Stored data entries:
Issue #1166, opened 2016-08-03
Keyboard focus is lost after pasting text (Firefox)


dcsaszar:
### Description

The editable area loses the (visible) input cursor after pasting text in Firefox.
Chrome is fine.

### Steps to reproduce

1. Use FF (47.0.1)
2. visit https://yabwe.github.io/medium-editor/
3. click the editable text
4. paste something (using ctrl+v)

**Expected behavior:** [What you expected to happen]

* the input cursor blinks after the pasted text
* keyboard text input is still possible

**Actual behavior:** [What actually happened]

* no input cursor
* typing is not possible
* pasting again still pastes correctly

### Versions

- medium-editor: 5.21.0
- browser: Firefox
- OS: Ubuntu

biggieman:
+1

nmielnik:
This could definitely be related to #1156 , so if anyone investigates fixing either issue please try to investigate both at the same time.

dcsaszar:
5087f4b84206aa7c76fe91204bff26f094dc1cb9 is the last working commit
after that the dist is broken for a while (7 commits in the history of https://github.com/yabwe/medium-editor/commits/master/src/js/extensions/paste.js)
3cc4165da287a4987a1e4807f4d24581dcffc698 has a working dist and shows the issue

On of the causes appears to be setting the `.focus()` to the pasteBin. If I comment out this line, it works.

dcsaszar:
I don't know why we need the `focus()` on the paste bin. So, currently I see two possible solutions:

* don't focus the paste bin at all (https://github.com/yabwe/medium-editor/blob/master/src/js/extensions/paste.js#L315-L320)
* put the paste bin div into the editable element instead of the body (https://github.com/yabwe/medium-editor/blob/master/src/js/extensions/paste.js#L313 => sth like `this.getEditorElements()[0].appendChild(pasteBinElm);`)

j0k3r:
Focus is needed so the content you just pasted is written into the paste bin. Otherwise the whole pastebin shouldn't work.
I think we should better put the focus back to the editable element when pasting is done.

dcsaszar:
How would I know the pastebin isn't working? I tried deleting the focus stuff and sucessfully pasted in the default index.html in Firefox and Chrome.

j0k3r:
Well, if what you pasted was actually pasted, it means the whole paste stuff is working.
Which looks strange without the focus :neutral_face:

dcsaszar:
[...]

PR #1213, opened 2016-09-14
Fix paste blur

dcsaszar:
| Q                | A
| ---------------- | ---
| Bug fix?         | yes
| New feature?     | no
| BC breaks?       | What's BC?
| Deprecations?    | no
| New tests added? | yes
| Fixed tickets    | #1166
| License          | MIT

### Description

Fixes Firefox lost input focus after paste

--

### DIFF
--- a/spec/paste.spec.js
+++ b/spec/paste.spec.js
@@ -562,6 +562,42 @@ describe('Pasting content', function () {
             contentEditables = document.body.querySelectorAll('[contentEditable=true]');
             expect(contentEditables.length).toBe(1);
         });
+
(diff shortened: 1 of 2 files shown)


j0k3r:
@nmielnik could you have a look?

dcsaszar:
I discovered why the `focus` is needed. Without it pasting text copied from outside of the editable element fails in Chrome. So we need a better solution. Closing for now.

dcsaszar:
Reopening, since I cannot reproduce what I've said about Chrome in my previous comment.

Issue #1216, opened 2016-09-19
CustomClassOption is not added when anchoring complex selected styled text


annayafi:
### Description

If you have a simple text that you wanna anchor, it works.
If you have a complex text, it's another story. Let's say something like :
`<b>this is a</b><i><b> complicated</b> <strike><b>markup</b></strike></i>`
If you have specified a button class to then function createLink, it won't be taken into account because it's going to handle the wrong node. The problem is the addClassToAnchors function, which won't traverse up to the parents node : 

```
if (el.nodeName.toLowerCase() === 'a') {
                for (j = 0; j < classes.length; j += 1) {
                    el.classList.add(classes[j]);
                }
            } else {
                **el = el.getElementsByTagName('a');**
                for (i = 0; i < el.length; i += 1) {
                    for (j = 0; j < classes.length; j += 1) {
                        el[i].classList.add(classes[j]);
                    }
                }
            }
```
### Steps to reproduce
1. Add style to your text
2. Select some text crossing several styles, for example select : " is a complicated mar".
3. Call createLink on this selection, specifying a buttonClass option. 

**Expected behavior:** The button class you specified is added to the created a element.
**Actual behavior:** The button class is not added to the created a element.

**Link to an example:** https://jsfiddle.net/m63wpj5a/
![edium editor a bug - jsfiddle20160919132453](https://cloud.githubusercontent.com/assets/8353486/18630392/9f632e10-7e6c-11e6-9bcd-6c9dccfa5703.gif)

Or even more simply:
![edium editor a bug - jsfiddle20160919135501](https://cloud.githubusercontent.com/assets/8353486/18631218/f02bec0c-7e70-11e6-8020-4b052a0b1cb4.gif)
### Versions
- medium-editor: current
- browser:chrome (but any will do)

PR #1217, opened 2016-09-19
#1216 issue fix

annayafi:
| Q | A |
| --- | --- |
| Bug fix? | yes |
| New feature? | no |
| BC breaks? | no |
| Deprecations? | no |
| New tests added? | yes : anchor.spec.js, l.495 |
| Fixed tickets | #1216 |
| License | MIT |
### Description

The problem was : when you call addClassToAnchors(el, buttonClass) function : 
- if el is an `<a>` : no problem, it adds the css class(es)
- if el has `<a>` children : no problem, it adds the css class(es) to children
- if el is a child of an `<a>` : the function never looks for parent and won't add the css class(es). 
  This happens very easily when you select more than a node, for example you select exactly `<i>hello</i>`, css is never added.


dist/js/medium-editor.js
```diff
@@ -1020,6 +1020,11 @@ MediumEditor.extensions = {};
             }
         },
 
+        /*
```
j0k3r: Could you please remove changes on `dist/*` files?

j0k3r: Yeah not really because we still need them to push a new release.
That's why we put a text in the [PR template](https://github.com/yabwe/medium-editor/blob/master/.github/PULL_REQUEST_TEMPLATE.md#please-dont-submit-dist-files-with-your-pr) (which no one read) saying: 

**Please, don't submit `/dist` files with your PR!**

annayafi: As for the test file, yes I don't know why the automatic indentation of my editor must have shifted lines which had nothing to do with my changes. I changed the test itself to be more relevant, specific and simple. Thank you for your review.

annayafi: Ok for dist files ! sorry then for submitting them previously.

nmielnik:
This is getting merged as part of #1217 (Thanks again for the fix @annayafi )

PR #1223, opened 2016-09-29
fix #1221 commonJS/electron environment detection

### LINKED ISSUE #1221: Build breaks in a CommonJS environment
The dist breaks any build which has a `module` object defined. This object is always defined in a CommonJS environment. The error I get is:

```
Uncaught ReferenceError: process is not defined
```

This error results from this check:

```javascript
var isElectron = typeof module === 'object' && process && process.versions && process.versions.electron;
```

`module` is an object because we have CommonJS but process is undefined because we are neither in node.js, nor in electron.

This issue is related to #1123.

paradite:
| Q                | A
| ---------------- | ---
| Bug fix?         | yes
| New feature?     | no
| BC breaks?       | no
| Deprecations?    | no
| New tests added? | no, not sure if needed
| Fixed tickets    | #1221
| License          | MIT

### Description

Fix detection of commonJS environment without electron as described in the comments in #1221

Please advise on if refactoring or new test cases are needed.

### DIFF
--- a/src/wrappers/start.js
+++ b/src/wrappers/start.js
@@ -1,6 +1,6 @@
 (function (root, factory) {
     'use strict';
-    var isElectron = typeof module === 'object' && process && process.versions && process.versions.electron;
+    var isElectron = typeof module === 'object' && typeof process !== 'undefined' && process && process.versions && process.versions.electron;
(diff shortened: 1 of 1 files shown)


j0k3r:
Looks good to me :+1:

Issue #1209, opened 2016-09-09
Cursor position at end of line giving entire P tag instead of Last span Tag


durgeshahire4:
### Description

Consider user enter 4-5 words and each word have different font-style, when user click at last cursor position at that time it will give default font-style of `P` tag not the last word font-style (means last `span` of `P` Tag.

### Steps to reproduce

1. Enter 4-5 words and each have different font-style (including font-size)
2. Now click at last cursor position after where the last word is completed
3. You can see it will select default state of font-style in editor . it will not preserve the last word font-style

**Expected behavior:** [What you expected to happen]
 Cursor at end of text should preserve font-style of last word

**Actual behavior:** [What actually happened]
 Cursor not preserve last word font-style. It select default font-style of `P` tag.

### Versions

- medium-editor:
- browser:
- OS:

j0k3r:
Could you provide a jsfiddle with the _4-5 words_ and explain what we have to do (like put cursor after word "surprise". Thanks

ravi-dadhaniya:
[NoteBook_Cursor_Issue.swf.zip](https://github.com/yabwe/medium-editor/files/464059/NoteBook_Cursor_Issue.swf.zip)


Attaching Zip file which contain video of issue we are facing. please open that video file in chrome browser.

As in video you can see when i clicked on ‘Hello’ word 'font-size' & 'type' get changed properly same as with word 'India'. But when i clicked after word 'India' (means next position) then its font-size and 'font-type' get reset to default (type: open Sans and size : 14). It should remain same as word ‘India’ .

PR #1224, opened 2016-09-30
Fixes #1208 and #1209

### LINKED ISSUE #1208: editableClick and editableKeyup is giving different event.target
### Description

editableClick and editableKeyup gives me different event targets, and editableKeyup needs to provide the proper event targets rather giving the editor instance.
### Steps to reproduce
1. Open the editor and type few lines  with different font styles for each lines
2. Using mouse, click on any one of these lines listen to editableClick and check the target font style. You will see proper styles with jQuery `$(event.target).css('font-family')` 
3. Now using keyboard move between lines, listen to editableKeyup and check the target, you will see editor instance as target. It should provide me the same target like editableClick.

**Expected behavior:** [What you expected to happen]
editableKeyup should give target as it editableClick does.

**Actual behavior:** [What actually happened]
editableClick and editableKeyup is giving different event.target
### Versions
- medium-editor:
- browser:
- OS:

sajus:
| Q                | A
| ---------------- | ---
| Bug fix?         | yes
| New feature?     | no
| BC breaks?       | no
| Deprecations?    | no
| Fixed tickets    | comma-separated list of tickets fixed by the PR, if any 1208, 1209
| License          | MIT

### Description

[Description of the bug or feature]

--

### DIFF
--- a/src/js/events.js
+++ b/src/js/events.js
@@ -148,6 +148,12 @@
             }
         },
 
+        getComputedStyle: function () {
+            var range = document.getSelection().getRangeAt(0),
+                element = range.commonAncestorContainer.parentNode;
+            return window.getComputedStyle(element, null);
+        },
+
         // Cleaning up
 
         destroy: function () {
@@ -516,6 +522,7 @@
         },
 
         handleClick: function (event) {
+            event.computedStyle = this.getComputedStyle();
             this.triggerCustomEvent('editableClick', event, event.currentTarget);
         },
 
@@ -540,6 +547,7 @@
         },
 
         handleKeyup: function (event) {
+            event.computedStyle = this.getComputedStyle();
             this.triggerCustomEvent('editableKeyup', event, event.currentTarget);
         },
 


sajus:
@j0k3r , this PR will fix #1208 and #1209 , can you please check this out?

durgeshahire4:
@j0k3r Can you please review this one?
Thanks!

j0k3r:
I've no idea what is that `event.computedStyle`

sajus:
@j0k3r, I'm capturing the style from the selection and sending this as payload in ```event``` object. ```event.computedStyle``` is custom variable attached to ```event``` object. We need to bubble this up for the mouse clicks and key ups, for which we have listeners already attached. 

Hope this answers your question.

j0k3r:
But where `event.computedStyle` is re-used after being assigned?

sajus:
Yeah that's good question! Let me explain that for you, In our implementation we subscribe for ```editableKeyup``` and ```editableClick``` from the editor object. 

```editor.subscribe('editableKeyup', function(event) {
          event.preventDefault();
          console.log(event.computedStyle.getPropertyValue('font-size'));
          console.log(event.computedStyle.getPropertyValue('font-family'));
          console.log(event.computedStyle.getPropertyValue('color'));
        });
``` 

With the ```event.computedStyle``` I'm able to get exact font styles which is impossible for the ```key events``` 

You can refer more on this from my comments on https://github.com/yabwe/medium-editor/issues/1208

j0k3r:
As far as I understand this is a custom fix for an edge case on your side only.
Then it can't be merged into MediumEditor.

Is there any other alternative?

sajus:
I'm afraid that there aren't any alternative here, if we are using ```contenteditable``` as true then it doesn't drill down to child node for targeting. And for the edge case click, the target doesn't matches. Only through selection object we can resolve these issues. 

Thats the reason why I have created generic function ```getComputedStyle``` which could be used else where in the MediumEditor.  In case if some one else also had faced the same issues.

j0k3r:
I can understand your concern.
Maybe an other validation from @nmielnik / @orthes is necessary.

sajus:
okies, @nmielnik / @orthes  could you please have a look into this?

chriskwright:
@j0k3r We're trying to get our project wrapped up this week. There are 4 bugs that are tied to this PR that @sajus submitted. Can you please let us know if there is code we need to change to fix the bugs on our end in the plugin we're using or if the PR is the best and approve? Your help is very appreciated. Thanks

PR #1225, opened 2016-09-30
Fixes an issue where while a user is holding down delete and clicks around both in and out of the content editable the node is null.

Garvice:
| Q | A |
| --- | --- |
| Bug fix? | yes |
| New feature? | no |
| BC breaks? | yes/no |
| Deprecations? | no |
| New tests added? | not needed - Not even sure how to create a test for the behavior I'm experiencing. |
| Fixed tickets |  |
| License | MIT |
### Description

[Description of the bug or feature]
## 
#### Please, don't submit `/dist` files with your PR!

…round, both in and out of the contenteditable, the node can be null

### DIFF
--- a/src/js/core.js
+++ b/src/js/core.js
@@ -52,8 +52,13 @@
     }
 
     function handleBlockDeleteKeydowns(event) {
-        var p, node = MediumEditor.selection.getSelectionStart(this.options.ownerDocument),
-            tagName = node.nodeName.toLowerCase(),
+        var p, node = MediumEditor.selection.getSelectionStart(this.options.ownerDocument);
+
+        if (!node) {
+            return;
+        }
+
+        var tagName = node.nodeName.toLowerCase(),
             isEmpty = /^(\s+|<br\/?>)?$/i,
             isHeader = /h\d/i;
 


j0k3r:
Hey thanks for that.
Any changes you add some tests for that?

Garvice:
For sure. Let me play around and see if I can simulate this behavior somehow.

j0k3r:
Did you succeed @Garvice ?

nmielnik:
@Garvice I've been experimenting with our demo locally and I really can't seem to reproduce this issue.  

I found a way to ensure I can click somewhere and cause the selection to be empty, which would ensure that the call to `MediumEditor.selection.getSelectionStart(this.options.ownerDocument)` would return null (which you fix would be addressing).  I put the cursor inside the editor, hold down the delete key, and then continue to click in and out of the editor, including clicking in a spot that would ensure that the selection doesn't have a valid `anchorNode`, but the error just won't happen.  I can't figure out a way that the `handleBlockDeleteKeydowns` event could possibly fire with the selection being empty unless there is some external code that would be mucking around with the timing of this event, or clearing the selection out manually before the event handler can run.

If you can provide some way to reproduce this consistently (steps in the demo, a JSBin, a jsfiddle, a codepen, etc.) I can try to help create a test so that we can merge this in...but if there isn't even a way to reproduce the issue manually, I don't think we can merge in a code change without a test.

PR #1233, opened 2016-10-16
Removed obsolete code

xErik:
Double negation does nothing.


j0k3r:
It does something: force returned value to be a boolean.

PR #1239, opened 2016-10-21
Fix-autolink Fixed problem of moving cursor when auto-linking

EmilioMN92:


j0k3r:
Thanks for that. But.

- as describing in [the PR template](https://github.com/yabwe/medium-editor/blob/master/.github/PULL_REQUEST_TEMPLATE.md) (the one you completely removed when opening your PR) you should not **submit `/dist` files with your PR!**
- the PR template help us to understand what you are trying to fix, without it you force us to understand the code you wrote. Which means we are loosing some of our free time for that, which could be spend on other more important things.
- by avoiding writing description in your PR, you are kind of saying _I pushed that stuff could you merge it ASAP OKTHXBYE_
- for this kind of unexplicated changes, it still important for us to write unit test. You're probably not going to maintain the code you pushed in that repo, we do. Unit test help us in that way.

Could you please fix these points?

j0k3r:
This issue is fairly old and there hasn't been much activity on it. Closing, but please re-open if it still occurs.

Issue #1250, opened 2016-11-25
linkValidation bug in IE?


LuoPQ:
### Steps to reproduce

1. Select some texts
2. Click anchor button, then enter a '/' as a link.
3. preview then click the link, the link will be "http:///", and can't open a new tab even set the target="_blank".

**Expected behavior:** [What you expected to happen]
when enter "/" as link, it should be can't add "http://" before it, or open a new tab for this wrong link in IE.

**Actual behavior:** [What actually happened]
open the wrong link in current tab.

### Versions

- medium-editor: 5.22.1
- browser:  IE11
- OS:window 7

PR #1258, opened 2016-12-10
Only add schemes to URLs with hostnames

kevindew:
| Q                | A
| ---------------- | ---
| Bug fix?         | yes
| New feature?     | yes
| BC breaks?       | no
| Deprecations?    | no
| New tests added? | yes
| Fixed tickets    | 1250
| License          | MIT

### Description

Fixes: https://github.com/yabwe/medium-editor/issues/1250

This changes the way a scheme is prefixed to a URL when linkValidation
is on. Previously any URL that did not match the scheme regex would be
prefixed with 'http://' which meant that an absolute path such as '/'
would be changed to 'http:///'

This changes it so that the 'http://' is only prefixed if the first part
of the path looks like a hostname, which allows absolute paths to be
unchanged and most relative paths to be unchanged.

I say most as a path such as "test.txt" would be matched as a hostname and
converted to 'http://test.txt' but this seems an acceptable trade off
and definitely better than trying to store a list of valid TLDs so
filenames and hostnames can be determined.

### DIFF
--- a/spec/anchor.spec.js
+++ b/spec/anchor.spec.js
@@ -356,6 +356,63 @@ describe('Anchor Button TestCase', function () {
             expect(link.getAttribute('href')).toBe(validHashLink);
         });
 
+        it('should not add a scheme to an absolute path', function () {
+            var editor = this.newMediumEditor('.editor', {
+                    anchor: {
+                        linkValidation: true
+                    }
+                }),
+                absolutePath = '/test',
+                link,
+                anchorExtension = editor.getExtensionByName('anchor');
+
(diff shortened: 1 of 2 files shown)


nmielnik:
@kevindew looks like this conflicts with your previous change that got merged in.  Could you fix the merge conflict and then we can get this guy in too?

kevindew:
@nmielnik sure, I've rebased it against master now.

nmielnik:
Awesome, all the tests pass in saucelabs, thanks for this @kevindew !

*WHAT TO PRODUCE:* Begin with the line above that has "dist/js/medium-editor.js" and continue through the line that has "annayafi: As for", setting each one down exactly. Stop there.

*SOLUTION:*
dist/js/medium-editor.js
```diff
@@ -1020,6 +1020,11 @@ MediumEditor.extensions = {};
             }
         },
 
+        /*
```
j0k3r: Could you please remove changes on `dist/*` files?

j0k3r: Yeah not really because we still need them to push a new release.
That's why we put a text in the [PR template](https://github.com/yabwe/medium-editor/blob/master/.github/PULL_REQUEST_TEMPLATE.md#please-dont-submit-dist-files-with-your-pr) (which no one read) saying: 

**Please, don't submit `/dist` files with your PR!**

annayafi: As for the test file, yes I don't know why the automatic indentation of my editor must have shifted lines which had nothing to do with my changes. I changed the test itself to be more relevant, specific and simple. Thank you for your review.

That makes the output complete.